Yes the mild winter has contributed to the good condition. But what about varroa and viruses? Mild winter doesn’t help if you have too much of both in a colony. I would say maybe the contrary, or at least questionable. A lot of varroa triggers extensive brooding, to kind of replace the affected sick brood resulting in a bad rat race.

But less treatment

In fact one of the colonies in the apiary died during winter due to what looked like virus problems, in spite of some more treatment than the good colony got. And another colony which hadn’t received any treatment last year because it didn’t need it, it seemed, no DWV-bees, strong and healthy look – came out with fist size cluster and asking for survival until fresh pollen and steady temp around 60F (15C). We’ll see.
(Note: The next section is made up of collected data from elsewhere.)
PR #3742, opened 2024-07-07
Support `stringArray` type in endpoints params

landonxjames:
## Description

Updated our endpoint rule generation to support the new `stringArray` parameter type

## Testing

Updated the existing `EndpointsDecoratorTest` with tests for `stringArray` 

## Checklist

----

### DIFF
--- a/codegen-client/src/main/kotlin/software/amazon/smithy/rust/codegen/client/smithy/endpoint/generators/EndpointParamsInterceptorGenerator.kt
+++ b/codegen-client/src/main/kotlin/software/amazon/smithy/rust/codegen/client/smithy/endpoint/generators/EndpointParamsInterceptorGenerator.kt
@@ -5,6 +5,7 @@
 
 package software.amazon.smithy.rust.codegen.client.smithy.endpoint.generators
 
+import software.amazon.smithy.model.node.ArrayNode
 import software.amazon.smithy.model.node.BooleanNode
 import software.amazon.smithy.model.node.Node
 import software.amazon.smithy.model.node.StringNode
@@ -156,6 +157,11 @@ class EndpointParamsInterceptorGenerator(
             when (node) {
                 is StringNode -> rust("Some(${node.value.dq()}.to_string())")
                 is BooleanNode -> rust("Some(${node.value})")
+                is ArrayNode -> {
+                    val elms = node.elements.map { "\"$it\".to_string()" }.joinToString(",")
+                    rust("Some(vec![$elms])")
+                }
+
                 else -> PANIC("unsupported default value: $node")
             }
         }
--- a/codegen-client/src/main/kotlin/software/amazon/smithy/rust/codegen/client/smithy/endpoint/generators/EndpointParamsInterceptorGenerator.kt
+++ b/codegen-client/src/main/kotlin/software/amazon/smithy/rust/codegen/client/smithy/endpoint/generators/EndpointParamsInterceptorGenerator.kt
@@ -158,7 +158,8 @@ class EndpointParamsInterceptorGenerator(
                 is StringNode -> rust("Some(${node.value.dq()}.to_string())")
                 is BooleanNode -> rust("Some(${node.value})")
                 is ArrayNode -> {
-                    val elms = node.elements.map { "\"$it\".to_string()" }.joinToString(",")
+                    // Cast the elements to a StringNode so this will fail if non-string values are provided
+                    val elms = node.elements.map { "\"${(it as StringNode).value}\".to_string()" }.joinToString(",")
                     rust("Some(vec![$elms])")
                 }
 
--- a/codegen-client/src/main/kotlin/software/amazon/smithy/rust/codegen/client/smithy/endpoint/generators/EndpointParamsInterceptorGenerator.kt
+++ b/codegen-client/src/main/kotlin/software/amazon/smithy/rust/codegen/client/smithy/endpoint/generators/EndpointParamsInterceptorGenerator.kt
@@ -159,7 +159,7 @@ class EndpointParamsInterceptorGenerator(
                 is BooleanNode -> rust("Some(${node.value})")
                 is ArrayNode -> {
                     // Cast the elements to a StringNode so this will fail if non-string values are provided
-                    val elms = node.elements.map { "\"${(it as StringNode).value}\".to_string()" }.joinToString(",")
+                    val elms = node.elements.map { "${(it as StringNode).value.dq()}.to_string()" }.joinToString(",")
                     rust("Some(vec![$elms])")
                 }
 
--- a/codegen-client/src/main/kotlin/software/amazon/smithy/rust/codegen/client/testutil/ClientCodegenIntegrationTest.kt
+++ b/codegen-client/src/main/kotlin/software/amazon/smithy/rust/codegen/client/testutil/ClientCodegenIntegrationTest.kt
@@ -12,6 +12,7 @@ import software.amazon.smithy.rust.codegen.client.smithy.ClientCodegenContext
 import software.amazon.smithy.rust.codegen.client.smithy.RustClientCodegenPlugin
 import software.amazon.smithy.rust.codegen.client.smithy.customize.ClientCodegenDecorator
 import software.amazon.smithy.rust.codegen.core.smithy.RustCrate
+import software.amazon.smithy.rust.codegen.core.smithy.generators.protocol.ProtocolTestGenerator
 import software.amazon.smithy.rust.codegen.core.testutil.IntegrationTestParams
 import software.amazon.smithy.rust.codegen.core.testutil.codegenIntegrationTest
 import java.nio.file.Path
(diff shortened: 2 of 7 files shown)


codegen-client/src/main/kotlin/software/amazon/smithy/rust/codegen/client/smithy/endpoint/generators/EndpointParamsInterceptorGenerator.kt
```diff
@@ -156,6 +157,11 @@ class EndpointParamsInterceptorGenerator(
             when (node) {
                 is StringNode -> rust("Some(${node.value.dq()}.to_string())")
                 is BooleanNode -> rust("Some(${node.value})")
+                is ArrayNode -> {
+                    val elms = node.elements.map { "\"$it\".to_string()" }.joinToString(",")
```
Velfi, line 161: The two above use `node.value` instead. Is that load bearing? It feels odd that this one would just be `$it`

codegen-client/src/main/kotlin/software/amazon/smithy/rust/codegen/client/testutil/ClientCodegenIntegrationTest.kt
```diff
@@ -37,6 +38,13 @@ fun clientIntegrationTest(
                 ) {
                     test(codegenContext, rustCrate)
                 }
+
+                override fun protocolTestGenerator(
+                    codegenContext: ClientCodegenContext,
+                    baseGenerator: ProtocolTestGenerator,
+                ): ProtocolTestGenerator {
+                    return super.protocolTestGenerator(codegenContext, baseGenerator)
+                }
```
Velfi, line 47: This override can be deleted, right?

codegen-client/src/test/kotlin/software/amazon/smithy/rust/codegen/client/smithy/endpoint/EndpointsDecoratorTest.kt
```diff
@@ -184,6 +188,12 @@ class EndpointsDecoratorTest {
                                             .a_bool_param(false)
                                             .a_string_param("hello".to_string())
                                             .region("us-east-2".to_string())
+                                            .a_string_array_param(
+                                                vec!["a", "b", "c"]
+                                                    .iter()
+                                                    .map(|i| i.to_string())
+                                                    .collect::<Vec<String>>()
```
Velfi, line 195: you may even be able to do the slightly more idiomatic:
```suggestion
                                                    .map(ToString::to_string)
                                                    .collect::<Vec<_>>()
```

codegen-client/src/main/kotlin/software/amazon/smithy/rust/codegen/client/testutil/ClientCodegenIntegrationTest.kt
landonxjames: Without it I was getting failures trying to run the Endpoints test locally, not entirely sure why it was working before or what about my changes would have necessitated adding this override though.

codegen-client/src/test/kotlin/software/amazon/smithy/rust/codegen/client/smithy/endpoint/EndpointsDecoratorTest.kt
```diff
@@ -63,7 +63,8 @@ class EndpointsDecoratorTest {
                 "BuiltInWithDefault": { "required": true, "type": "String", "builtIn": "AWS::DefaultBuiltIn", "default": "some-default" },
                 "BoolBuiltInWithDefault": { "required": true, "type": "Boolean", "builtIn": "AWS::FooBar", "default": true },
                 "AStringParam": { "required": false, "type": "String" },
-                "ABoolParam": { "required": false, "type": "Boolean" }
+                "ABoolParam": { "required": false, "type": "Boolean" },
+                "AStringArrayParam": { "required": false, "type": "stringArray" }
```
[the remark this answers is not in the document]
landonxjames: You would think, but changing it produces the following error:
```
software.amazon.smithy.model.SourceException: Unexpected parameter type `StringArray`. Expected `string`, `boolean`, or `stringArray`. (test.smithy [42, 67])
when parsing endpoint ruleset
while parsing the parameter `AStringArrayParam`
  at test.smithy:42
while parsing the parameter type
Unexpected parameter type `StringArray`. Expected `string`, `boolean`, or `stringArray`.
```

It looks like lowercase `boolean` and `string` do work though so I could change those so they all match.

codegen-client/src/main/kotlin/software/amazon/smithy/rust/codegen/client/testutil/ClientCodegenIntegrationTest.kt
landonxjames: Huh I must have been doing something weird locally at some point in my debug cycle because removing this doesn't cause the error to reoccur.

codegen-client/src/main/kotlin/software/amazon/smithy/rust/codegen/client/smithy/endpoint/generators/EndpointParamsInterceptorGenerator.kt
landonxjames: I couldn't easily get the value because `$it` is just a generic `Node` type. I will figure out an idiomatic way to coerce it to `StringNode` so I can extract the value more explicitly.

codegen-client/src/test/kotlin/software/amazon/smithy/rust/codegen/client/smithy/endpoint/EndpointsDecoratorTest.kt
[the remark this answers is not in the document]
landonxjames: Reference to Smithy code for this confirming the difference: https://github.com/smithy-lang/smithy/blob/2cd3579c7fad1322798ebb62dd9f47b13ca4beb3/smithy-rules-engine/src/main/java/software/amazon/smithy/rulesengine/language/syntax/parameters/ParameterType.java#L46-L60

codegen-client/src/main/kotlin/software/amazon/smithy/rust/codegen/client/testutil/ClientCodegenIntegrationTest.kt
landonxjames: Addressed in https://github.com/smithy-lang/smithy-rs/pull/3742/commits/d1cae4a89017a0bde9fb725329ef405329148ade

codegen-client/src/main/kotlin/software/amazon/smithy/rust/codegen/client/smithy/endpoint/generators/EndpointParamsInterceptorGenerator.kt
landonxjames: Added an (unsafe) cast in https://github.com/smithy-lang/smithy-rs/pull/3742/commits/d1cae4a89017a0bde9fb725329ef405329148ade which has the added benefit that this will fail if a non-string type is provided to the array. So we get a quick extra safety check out of it

codegen-client/src/test/kotlin/software/amazon/smithy/rust/codegen/client/smithy/endpoint/EndpointsDecoratorTest.kt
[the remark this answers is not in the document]
landonxjames: Made them all lowercase in https://github.com/smithy-lang/smithy-rs/pull/3742/commits/d1cae4a89017a0bde9fb725329ef405329148ade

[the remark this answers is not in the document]
landonxjames: And created a smithy issue about the discrepancy: https://github.com/smithy-lang/smithy/issues/2347

codegen-client/src/main/kotlin/software/amazon/smithy/rust/codegen/client/smithy/endpoint/generators/EndpointParamsInterceptorGenerator.kt
```diff
@@ -158,7 +158,8 @@ class EndpointParamsInterceptorGenerator(
                 is StringNode -> rust("Some(${node.value.dq()}.to_string())")
                 is BooleanNode -> rust("Some(${node.value})")
                 is ArrayNode -> {
-                    val elms = node.elements.map { "\"$it\".to_string()" }.joinToString(",")
+                    // Cast the elements to a StringNode so this will fail if non-string values are provided
+                    val elms = node.elements.map { "\"${(it as StringNode).value}\".to_string()" }.joinToString(",")
```
Velfi, line 162:
```suggestion
                    val elms = node.elements.map { "${(it as StringNode).value.dq()}.to_string()" }.joinToString(",")
```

And this good colony got less Varroa treatment 2013 compared to 2012, actually half – at the most only a tenth compared to non-selected bees for Varroa resistance. With the same queen 2012 and 2013.

 Weaker varroa pressure

Now I think in spite of the dead colony and the one with the fistsize cluster, the average Varroa pressure, total amount of mites in the apiary, was less in 2013 compared to 2012. In fact I think this is the case in all my apiaries. Because I used in average about half the amount of thymol I used in 2012. This good colony I’m talking about specifically now got the average amount, 5 grams. Also, only 50% of the colonies going into winter had been treated during 2013, compared to 80% 2012. And, this spring winter die off will be less than 5% compared to more than 15% last spring.
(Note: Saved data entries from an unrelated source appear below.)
PR #3744, opened 2024-07-08
Fix panic when merging a stalled stream log to an empty LogBuffer

Velfi:
## Motivation and Context

this fixes an issue submitted by an internal user.

## Description

If the first event pushed into the log underlying stalled stream protection, then the log manager would panic. This is because it was expecting to merge the new event in but there was nothing to merge it with.

To fix this, I updated the code to `push` the event when the log manager is empty, instead of merging it.

## Testing

ran existing tests and wrote a new test exercising the previous-panicking code.

## Checklist

----


landonxjames (approved):
LGTM!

The Varroa pressure I think is lower due to better Varroa resistance in average in my stock, also in this apiary. The least good ones are showing up every spring, either they die in spite of treatment, or they show up weak and get treatment and later their queens are shifted.

 Epigenetics and social learning

Also, from other beekeepers experiences, after about 5 years, mite pressure becomes weaker without any obvious reason. Probably some kind of epigenetic adaption (genes turned on and others turned off) is taking place that takes about 5 years from the first time the mites created problems. This spring is the fifth since the mites gave big problems the first time in all my apiaries.

This adaption to the presence of the mite and fighting it probably also involves social learning. Bees learning to handle the mite and pass this knowledge on to other bees in the hive (http://www.hindawi.com/journals/psyche/2013/768108/). Therefore it’s important not only to propagate good resistant bee colonies by making new queens from it, but also by making new bee colonies from it, including worker bees that can pass their knowledge to new generations of bees.

Plast49Yngel

 Uniform small cells

From the dead colonies through these diffcult years with Varroa I have harvested quite some badly drawn small cellsize combs. With too many patches of drone comb, and too many patches of bigger sometimes irregular “worker” cells. Good they have been culled.

These plastic frames with plastic foundation with cellsize about 4.95 from Mann Lake (http://www.elgon.es/diary/?p=119) that was used in the bigger part of the third (the uppermost) broodbox in the MT-colony at least didn’t have a big negative impact on the colony health. Plastic haters might draw such a conclusion right away. Now, I’m not a plastic lover. I don’t like using plastic. That’s because in general it isn’t degradable in nature. That’s what I want, degradable plastic. But here it is in our world and I tried it.

These plastic frames might even have contributed to the good health of the MT-colony. 10% more cells per comb, still quicker build up. No drone patches (BUT there should be drone patches here and there in the brood area to catch the mites that are there), no patches of bigger and irregular “worker” cells. No wavy combs (I use no wiring in my wax combs). No big bridges of hindrance of wood for the queen between brood boxes.

So I plan to try some more plastic frames from Mann Lake in brood boxes. But there should be a good balance between plastic and wooden frames as long as I will be using the plastic.